The Sensex slid 2,222.55 points, or 2.74%, to close at 78,759.40. Losses were led by Tata Motors, which fell 7.3%, Adani Ports (5.9%), Tata Steel (5.3%), State Bank (4.3%), Power Grid (4.25%) and Maruti (4.17%).

The NSE’s Nifty-50 fell 2.68% to 24,055.60.

“In the backdrop of weak global sentiment, the benchmark indices corrected sharply,” said Shrikant Chouhan, Head - Equity Research, Kotak Securities. “All the major sectoral indices traded in the red, with metals and realty indices correcting sharply,” he added.

“Technically, after a long time Nifty and Sensex closed below the 20-day Simple Moving Average (SMA), which is largely negative,” he observed.

The Indian rupee fell to its all-time low of 84.09 against the U.S. dollar, weakening by 37 paise in the session as the equity sell-off and foreign fund outflows weighed on sentiment in the currency.
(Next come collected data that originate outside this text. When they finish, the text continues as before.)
PR #2843, opened 2026-03-29
(datatable): keep apps in samples in single app and fix multi-agg visibility

ArtemKhvorostianyi:
### Samples apps refactoring
Before:
image

Now:
Screenshot 2026-03-29 at 17 15 46

### Footer multi aggregations issues

Then I found issue with footer aggregration actions, it wasn't switchable:

https://github.com/user-attachments/assets/56ec9bf7-82dd-41f0-8c6c-9fe7647a075d

in app there are two options: total and average, but it wasn't able to switch between them. The logic was that on agg user could click and call expandable, which should show agg options
Fixed:

https://github.com/user-attachments/assets/88945ef8-6cdd-4b44-9602-188d4cffa320

### DIFF
--- a/src/frontend/src/widgets/dataTables/DataTableFooter.tsx
+++ b/src/frontend/src/widgets/dataTables/DataTableFooter.tsx
@@ -138,13 +138,13 @@ const FooterCell: React.FC<{
 
   useEffect(() => {
     if (!open) return;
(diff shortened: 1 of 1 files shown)


artem-ivy-ai:
### Deleted

PR #2848, opened 2026-03-29
[01088] Icons.X in Markdown should render with icon display next to it

nielsbosma:
## Summary

- Adds icon rendering for the `Icons.X` pattern in markdown inline code blocks
- When `Icons.ChevronDown` appears in inline code, the actual Lucide icon is displayed next to the code text
- Styled as `inline-flex` with centered alignment and `0.25em` gap

## Changes

- **MarkdownRenderer.tsx** — Added `Icons.X` pattern detection in the inline `code` component using regex. When matched, wraps the code + `<Icon>` in an inline-flex span.
- **MarkdownRenderer.test.ts** — Added test cases for the icon pattern regex (positive and negative matches).

## Commits

- `4c1586c` — Icon rendering implementation
- `2b323cf` — Tests and refinements


artem-ivy-ai:
### Deleted

PR #2850, opened 2026-03-30
[01100] Fix Assembly.Location for single-file desktop publishing

nielsbosma:
## Problem

`DeployDesktop` workflow fails with IL3000 errors during single-file publish because `Assembly.Location` returns an empty string in single-file apps, breaking OAuth token handler discovery in `Server.cs`.

## Solution

Replace `Assembly.Location`-based directory discovery with `AppContext.BaseDirectory` in `DiscoverAndRegisterOAuthTokenHandlers()`. This works correctly for both single-file and normal publish scenarios.

## Commits

- `a78392f8` — Replace Assembly.Location with AppContext.BaseDirectory for single-file publish
- `0b849030` — Fix AppContext namespace collision with System.AppContext

### DIFF
--- a/src/Ivy/Server.cs
+++ b/src/Ivy/Server.cs
@@ -277,7 +277,7 @@ public class Server
         try
         {
             // Load all "Ivy.Auth.*" assemblies eagerly to ensure their handlers are registered in the DI container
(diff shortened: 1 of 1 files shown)


artem-ivy-ai:
### Deleted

“The rupee has experienced a significant decline, marking a new all-time low,” said Jateen Trivedi, VP and Research Analyst - Commodity and Currency, LKP Securities. “This decline comes amid fresh economic concerns, including the appreciation of the Japanese yen due to rising interest rates in Japan for the first time since August 2006,” he added.

“This rate hike has triggered a sell-off in risky assets, causing panic among borrowers. The rupee’s weakness persists despite a sharp drop in the dollar index from $104 to $102.20, and a significant decline in crude prices from $78 to $72 in WTI. The main factors contributing to the rupee’s fall are the sell-off in capital markets and fund outflows, which have also affected other global currencies,” Mr. Trivedi said.

“The rupee is expected to face volatility, with a trading range between 83.75-84.20,” he added.